This approach presents several potential advantages. First, in the event of a successful interaction, the phenyl ring can undergo further modifications to enhance both activity and other pharmacokinetic/pharmacodynamic (PK/PD) properties. Second, the structure, resembling an amino acid, may leverage specific amino acid transporters for efficient passage across the blood–brain barrier (BBB), potentially enhancing the inhibitory effect within the CNS. Therefore, we synthesized four prototype molecules for an early exploratory investigation (Scheme 1). Initially, the aminooxy analogue of phenylalanine, l-2-aminooxy-3-phenylpropanoic acid, was synthesized and tested (26).
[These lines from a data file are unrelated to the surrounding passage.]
Issue #20301, opened 2019-12-17
Use classcat instead of classnames


Ambyjkl:
- [x] I have searched the [issues](https://github.com/ant-design/ant-design/issues) of this repository and believe that this is not a duplicate.

### What problem does this feature solve?
Classcat does the same thing as classnames, but is about 5 times faster and also smaller
https://github.com/jorgebucaran/classcat

### What does the proposed API look like?
There is change, since this is just an internal tweak.

Ambyjkl:
I could make a quick PR switching everything over.

zombieJ:
only change `classnames` to other class concat library will not reduce the size since it deps component lib is still use `classnames` and make bundle have both `classnames` & other cls concat lib.

PR #21440, opened 2020-02-18
[WIP]feat: Replace classnames with cnbuilder

xobotyi:
### 🤔 This is a ...

- [x] Performance improvement

Replace `classnames` package with `cnbuilder`, it is faster at least 3-5 times (benchmarks can be found [here](https://github.com/xobotyi/cnbuilder/tree/master/benchmark)).

### 💡 Background and solution

Ofcourse it won't drastically improve the performance, but it is worth of changing because used in every render.

### 📝 Changelog

| Language   | Changelog |
| ---------- | --------- |
| 🇺🇸 English |     Render performance improvement      |
| 🇨🇳 Chinese |           |


yoyo837:
https://github.com/ant-design/ant-design/issues/20301#issuecomment-569003081

xobotyi:
@yoyo837 the idea is to have more performant code.
I have opened performance [PR](https://github.com/JedWatson/classnames/pull/197) to classnames, but they're hang there for more than half a year and looks like wont be merged.

It's not a problem to update deps if this PR will be merged.

zombieJ:
Thanks for PR. Currently we do not have plan for replace `classnames`.
But I see your [PR](https://github.com/JedWatson/classnames/pull/197) for `classnames` which is a better way. Let's ping the maintainer again : )

hc-codersatlas:
If there's going to be a replacement, it would be good to compare it to other solutions e.g. [cslx](https://github.com/lukeed/clsx) too.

Subsequently, a minor modification involved the introduction of the chlorine atom at the para position of the phenyl ring (27). To broaden the molecular scope and facilitate further study, another phenyl ring was attached at the para position (28), accompanied by the addition of a fluorine atom (29). To refine the study, we also tested compound 30, which had been previously identified as an inhibitor of the PLP-dependent enzyme alanine-glyoxylate aminotransferase.30 In particular, we wanted to investigate whether the aminooxy moiety, upon appropriate modification within its surrounding chemical framework, could discriminate between different PLP-dependent enzymes.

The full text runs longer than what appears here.